PR #3632, opened 2026-06-16
Migrate sf-move-subscriptions-api from CloudFormation to CDK

andrade0:
Migrates `sf-move-subscriptions-api` from a committed, frozen `cfn.yaml` to a native CDK stack built on `SrApiLambda`.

·····

- **Try it**: The answer is to be the lines from the one holding "Migrate sf-move-subscriptions-api from" through the end of the data above, transcribed character for character, both ends included.

- **Task response**:
Migrate sf-move-subscriptions-api from CloudFormation to CDK

andrade0:
Migrates `sf-move-subscriptions-api` from a committed, frozen `cfn.yaml` to a native CDK stack built on `SrApiLambda`.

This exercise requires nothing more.